Scientific classification
- Kingdom: Animalia
- Phylum: Arthropoda
- Subphylum: Chelicerata
- Class: Arachnida
- Order: Araneae
- Infraorder: Araneomorphae
- Family: Lycosidae
- Genus: Arctosa
- Species: A. littoralis
- Binomial name: Arctosa littoralis (Hentz, 1844)

= Arctosa littoralis =

- Genus: Arctosa
- Species: littoralis
- Authority: (Hentz, 1844)
- Conservation status: G5

Species of spider

Arctosa littoralis, the beach wolf spider, is a species of wolf spider in the family Lycosidae.

==Description==
These spiders have mottled white, gray, or brown bodies that enable them to camouflage against sand. Females tend to be slightly larger, with an average body length (excluding legs) of 11.2 to 14.7 mm, compared to 9.6 to 12.8 mm for males.

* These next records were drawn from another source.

PR #10018, opened 2024-05-27
Update gdal_grid.rst finally documenting vital -zfield field_3

jidanni:
Here we finally document that -zfield can use "field_3" ! How did we ever figure it out??? Trial and error!!

### DIFF
--- a/doc/source/programs/gdal_grid.rst
+++ b/doc/source/programs/gdal_grid.rst
@@ -473,6 +473,21 @@ in the VRT file in the following way:
 
     <GeometryField encoding="PointFromColumns" x="field_1" y="field_2" z="field_3"/>
 
+And, if both not using a VRT file, nor column headers:
+
+.. code-block:: bash
+
+   gdal_grid -l dem -oo X_POSSIBLE_NAMES=field_1 \
+      -oo Y_POSSIBLE_NAMES=field_2 -zfield field_3 dem.csv dem.tif
+
+or
+
+.. code-block:: bash
+
+    gdal_grid -l dem -oo X_POSSIBLE_NAMES=field_1 \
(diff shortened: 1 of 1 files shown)


jratike80:
Another option would have been to read the CSV format man page. Or check the source data with ogrinfo

ogrinfo foo.csv -al -so
INFO: Open of `foo.csv'
      using driver `CSV' successful.

```
Layer name: foo
Geometry: None
Feature Count: 2
Layer SRS WKT:
(unknown)
field_1: String (0.0)
field_2: String (0.0)
field_3: String (0.0)
field_4: String (0.0)
```

jidanni:
> Another option would have been to read the CSV format man page. Or check the source data with ogrinfo

In fact these are great things for me to mention in this same spot too, once this first PR gets processed.

jratike80:
Before adding the same information into every possible spot where CSV data can be utilized, try to consider if it could be possible enhance the documentation so that it is not needed.
Maybe the home page could have pointers:

Read the driver manual
Read the utility manual
Read about the common options
Learn about the configuration options

See the advanced, user provided, usage examples

jidanni:
Sure, there are two extremes, put on page 1 all the proper things one should do, or instead have an AI chatbot floating on the right margin of the man pages.

All I know is we underprivileged occasional headerless .csv users need all the tips we can get if we are going to be on the same footing as the other kids. Anyway the other kids can just chuckle as they skim over the extra words added that would be a lifesaver for us .csv users who, face it, just have a tougher time with OGR/GDAL, yes, even if we do read the CSV driver page several times.

rouault:
Closing for the same reason as #10016 . And I would argue that CSV files without headers are already quite an advanced use case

==Habitat and distribution==
A. littoralis is found in sandy substrates within scrub habitats, grass-shrub associations, seashores, riverbanks, and lakes across North and Central America.

==Behavior==
They are active during both daylight and nighttime hours. Females typically store their egg sacs under rocks or within burrows, which they can construct by bonding grains of sand together with their silk. Once they hatch, the spiderlings are carried on their mother's back until they molt and disperse. Like other wolf spiders, A. littoralis chases and attacks prey and does not spin webs.